Ensuite, ils s’attaquent à Paroles paroles, dialogue
qu’avaient échangé Dalida et Alain Delon. Stone, comédienne dans l’âme, y
démontre qu’elle parle mieux qu’elle ne chante (je répète que cette remarque
est dénuée de toute méchanceté, car sa fausseté, véritablement attachante, est
son empreinte vocale). Quant à Eric, il se balade façon crooner sur la sobre et
superbe rythmique d’un air jazzy-doux.
En troisième position apparaît Désir désir, duo offert par
Voulzy à Véronique Jannot sur des mots d’Alain Souchon. Leurs voix se marient
harmonieusement, se mélangent, s’entrecroisent sur un arrangement soft sans
fioritures dominé par une caisse claire toute simple.

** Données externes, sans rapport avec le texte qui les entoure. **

PR #339, opened 2021-03-15
Ckeditor settings

soda736:
Deleting D7 migrated filter formats.
Setting up D8 filter formats. This config could be added to an origins module or unity install profile as they should be the same across all codebases.


ooneill547 (commented):
I think some text format configuration is in the unity install profile, however, it needs to be updated

DuttonMa (approved):
Looks good, and good thought again about setting this up for all sites - I'll take a look

PR #343, opened 2021-03-15
D8UN-315 set up basic page

ooneill547:


soda736 (approved):
LG

config/odscni/config/core.extension.yml
```diff
@@ -86,6 +86,7 @@ module:
   toolbar: 0
   twig_tweak: 0
   unity_common: 0
+  unity_file_migrations: 0
```
DuttonMa, line 89: We shouldn't install any migration modules in config, as we don't want them to be installed on any Platform.sh sites, we just need to install them locally when we're working with migrations (see Uregni).

DuttonMa (changes requested):
Just one module to uninstall, otherwise looks great

config/odscni/config/core.extension.yml
ooneill547: This has now been removed

soda736 (approved):
Looks good

DuttonMa (approved):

La suivante, Chanson sur une drôle de vie, est un clin d’œil
affectueux de Stone à sa copine Véro (LA Sanson). La voix d’Annie se fait fragile,
émouvante pendant que celle d’Eric se veut rassurante. C’est imparable et ça
balance grave ! C’est un des plus beaux titres de l’album.
Puis, c’est au tour d’Eric de se faire plaisir en se
glissant dans la peau de Gainsbourg en interprétant Dieu est un fumeur de
havanes. Il le fait d’une manière plus chantée, moins en retrait que le Serge
et ça lui va bien. Quant à Stone, elle partage les bouffées de clope et les
« volutes bleues » avec un peu plus d’implication joueuse que ne
l’avait fait Catherine Deneuve qui, il faut le reconnaître, est une piètre
chanteuse.
Place ensuite à cette merveille de chanson qu’est la
« renaldienne » Manhattan Kaboul. J’ai adoré l’original de Renaud et
Axelle Red. La vraie vedette, ici, c’est la chanson, son climat et ce qu’elle
exprime et décrit. Eric et Stone lui apportent leur patte et s’en sortent très,
très bien. Meilleur chanteur que Renaud, Eric se permet même un petit passage
en voix de tête très réussi.
Dans Joue pas, de François Feldman et Joniece Jamison, Stone
et Charden supportent sans problème la comparaison. Comme Eric est quelqu’un
qui adore contredire, il s’amuse comme un petit fou à jouer avec les
intonations sur le leitmotiv « Joue pas ». De toute, façon, pour
avoir eu le plaisir de le rencontrer et de l’interviewer à plusieurs reprises,
il ne prenait pas la vie au sérieux. Il l’abordait avec une certaine
distanciation et un feint détachement.
Ils ajoutent à leur florilège les kitchissimes Gondoles à
Venise de Sheila et Ringo. Là, l’arrangement, complètement rock’n’roll
(batterie et guitares intempestives) surprend une fois encore. On dirait qu’ils
ont équipé le fameux esquif vénitien avec un moteur de hors-bord, comme s’ils
étaient pressés d’arriver à bon port pour aller « au cinéma ». C’est
une vision tout à fait originale de muscler cette chanson pour le moins mièvre.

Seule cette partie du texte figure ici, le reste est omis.